About 70% of the family physicians who go through Baton Rouge General’s residency program, which started in 1994, end up practicing within three parishes of East Baton Rouge, Chasuk says. “Residents tend to stay where they’re trained,” he says. “If we can train them in Louisiana, they’ll stay.”

David Hood is senior health policy analyst for the Public Affairs Research Council of Louisiana and was the Department of Health and Hospitals secretary during Gov. Mike Foster’s administration. The state has suffered a shortage of primary care for “a good while,” he says. The hurricanes just made it worse. Adding another 275,000 to the insurance rolls will undoubtedly make it even worse. But that’s no reason to give up on a major overhaul of the state’s health care system—though Hood suspects it will be used as an excuse for inaction.

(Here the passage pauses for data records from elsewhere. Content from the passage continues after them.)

Issue #382, opened 2018-10-15
BlockStore should have a getter for the transition object


schemar:
## User Story
As a validator
I want to get the transition object from a smart contract
Because I don't want to know how it is generated.

## Scenario
Given that I want to propose a meta-block and need the transition object
When I use the getter on the block store
And specify the block hash for which I want the transition object
Then I get the transition object of the given block hash.

## Info
Later we may generate the transition object in the validator node. But for now there should be a getter on the block store.

Contracts:
- BlockStore

schemar:
The transition object is different for the auxiliary block store (auxiliary transition object) and the general block store (origin transition object).

schemar:
We cannot return a struct as it should be callable from web3.

PR #449, opened 2018-11-06
Block store should have a getter for the transition object

sarvesh-ost:
This PR implements following PR 

1. Getter for origin transition object.
2. Getter for auxiliary transition object.
3. Added initial kernel Hash and mapping to store kernel hash against block hash in auxiliary block store. 
4. Unit test cases

Note: Team discussed that `kernelHash` can be part of `CheckPoint` struct but Same `checkpoint`data structure is used to track origin checkpoint which ideally shouldn't know about kernel hash. Hence a mapping is created with `blockHashVsKernelHash`. 

#382


contracts/core/BlockStore.sol
```diff
@@ -427,6 +427,38 @@ contract BlockStore is BlockStoreInterface {
...
+     * @return blockHash_ Hash of the block at checkpoint.
+     */
+    function transitionObjectAtBlock(
+        bytes32 _blockHash
+    )
+        external
+        returns(bytes20 coreIdentifier_, uint256  dynasty_, bytes32 blockHash_)
+    {
+        require(
+            checkpoints[_blockHash].blockHash == _blockHash,
```
schemar: `isCheckpoint()`

test/core/auxiliary_block_store/transition_object.js
```diff
@@ -0,0 +1,122 @@
...
+            initialBlockHash,
+            initialStateRoot,
+            initialHeight,
+            initialGas,
+            initialTransactionRoot,
+            initialKernelHash
+        );
+    });
+
+    it('should return origin transition object at given block Hash if' +
```
schemar:
```suggestion
    it('should return auxiliary transition object at given block Hash if' +
```

test/core/auxiliary_block_store/auxiliary_transition_object_at_block.js
```diff
@@ -0,0 +1,122 @@
...
+            initialBlockHash,
+            initialStateRoot,
+            initialHeight,
+            initialGas,
+            initialTransactionRoot,
+            initialKernelHash
+        );
+    });
+
+    it('should return origin transition object at given block Hash if' +
```
schemar:
```suggestion
    it('should return auxiliary transition object at given block Hash if' +
```

PR #451, opened 2018-11-06
Block store should have a getter for the transition hash.

sarvesh-ost:
⚠️  This should be merged after #449  

1. It implements the getter for origin transition hash.
1. It implements the getter for auxiliary transition hash.


contracts/core/AuxiliaryBlockStore.sol
```diff
@@ -159,6 +169,95 @@ contract AuxiliaryBlockStore is BlockStore {
...
+     * @return transitionHash_ Hash of transition object at the checkpoint.
+     */
+    function  auxiliaryTransitionHashAtBlock(
+        bytes32 _blockHash
+    )
+        external
+        returns(bytes32 transitionHash_)
+    {
+        require(
+            checkpoints[_blockHash].blockHash == _blockHash,
```
schemar: `isCheckpoint()`

contracts/core/AuxiliaryBlockStore.sol
```diff
@@ -159,6 +169,95 @@ contract AuxiliaryBlockStore is BlockStore {
...
+            "Checkpoint not defined for given block hash."
+        );
+
+        transitionHash_ = MetaBlock.hashAuxiliaryTransition(
```
schemar: Would solidity understand `MetaBlock.hashAuxiliaryTransition(auxiliaryTransitionObjectAtBlock(_blockHash))` ? 🤔

contracts/core/BlockStore.sol
```diff
@@ -427,6 +427,68 @@ contract BlockStore is BlockStoreInterface {
...
+     * @return transitionHash_ Hash of the transition object at the checkpoint.
+     */
+    function transitionHashAtBlock(
+        bytes32 _blockHash
+    )
+        external
+        returns(bytes32 transitionHash_)
+    {
+        require(
+            checkpoints[_blockHash].blockHash == _blockHash,
```
schemar: `isCheckpoint()`

contracts/core/BlockStore.sol
```diff
@@ -427,6 +427,68 @@ contract BlockStore is BlockStoreInterface {
...
+            "Checkpoint not defined for given block hash."
+        );
+
+        transitionHash_ = MetaBlock.hashOriginTransition(
+            checkpoints[_blockHash].dynasty,
+            _blockHash,
+            coreIdentifier
```
schemar: Same question as for auxiliary block store.

test/core/auxiliary_block_store/transition_hash.js
```diff
@@ -0,0 +1,103 @@
...
+            transactionRoot:initialTransactionRoot,
+        };
+
+        let expectedTransitionHash = MetaBlockUtils.hashAuxiliaryTransition(auxiliaryTransitionObject);
+
+        let transitionHash = await  blockStore.auxiliaryTransitionHashAtBlock.call(
+            initialBlockHash
+        );
+
+        assert.equal(
```
schemar: `strictEqual`

test/core/auxiliary_block_store/transition_hash.js
```diff
@@ -0,0 +1,103 @@
...
+            initialBlockHash,
+            initialStateRoot,
+            initialHeight,
+            initialGas,
+            initialTransactionRoot,
+            initialKernelHash
+        );
+    });
+
+    it('should return origin transition object at given block Hash if' +
```
schemar:
```suggestion
    it('should return auxiliary transition object at given block Hash if' +
```

contracts/core/AuxiliaryBlockStore.sol
schemar: still open

contracts/core/AuxiliaryBlockStore.sol
schemar: did you try this?

test/core/auxiliary_block_store/auxiliary_transition_hash_at_block.js
```diff
@@ -0,0 +1,103 @@
...
+            initialBlockHash,
+            initialStateRoot,
+            initialHeight,
+            initialGas,
+            initialTransactionRoot,
+            initialKernelHash
+        );
+    });
+
+    it('should return origin transition object at given block Hash if' +
```
schemar:
```suggestion
    it('should return auxiliary transition object at given block Hash if' +
```

contracts/core/AuxiliaryBlockStore.sol
sarvesh-ost: We definetly need to change `auxiliaryTransitionObjectAtBlock` from `external` to `public`

I will check this.

test/core/auxiliary_block_store/transition_hash.js
schemar: Always good to prevent JS weirdness

contracts/core/AuxiliaryBlockStore.sol
schemar: We have to keep it `external` to keep it in the interface as in the future all interface methods must be `external`. The only option would be to add a public method like `auxiliaryTransitionObjectAtBlock_()` that is called from `auxiliaryTransitionObjectAtBlock()`. Don't worry about it for now.

sarvesh-ost: Just for curiosity, I tried changing `external` to `public`. Seems solidity is not smart enough to unwrap `returns` into `arguments`. 
It gives `Wrong argument count for function call: 1 arguments given but expected 8.`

“I don’t think any of that is a good enough excuse to not move forward,” he says. “We’ve wasted entirely too much time already.”

The state should be willing to put up more money for Medicaid reimbursement payments—at least matching Medicare, which isn’t great but better than Medicaid, which Louisiana currently reimburses at 90% of Medicare. With the state’s $6.3 billion Medicaid program, lawmakers should be able to find extra money to compensate the kinds of doctors we need more of, Hood says, noting that a relatively small investment in primary care yields a large return.

“This is something we really need to get our minds wrapped around,” he says. “Sitting on the sidelines while everything goes to hell in a handbasket just isn’t going to work. There are a lot of potential solutions here and we need to work through them.”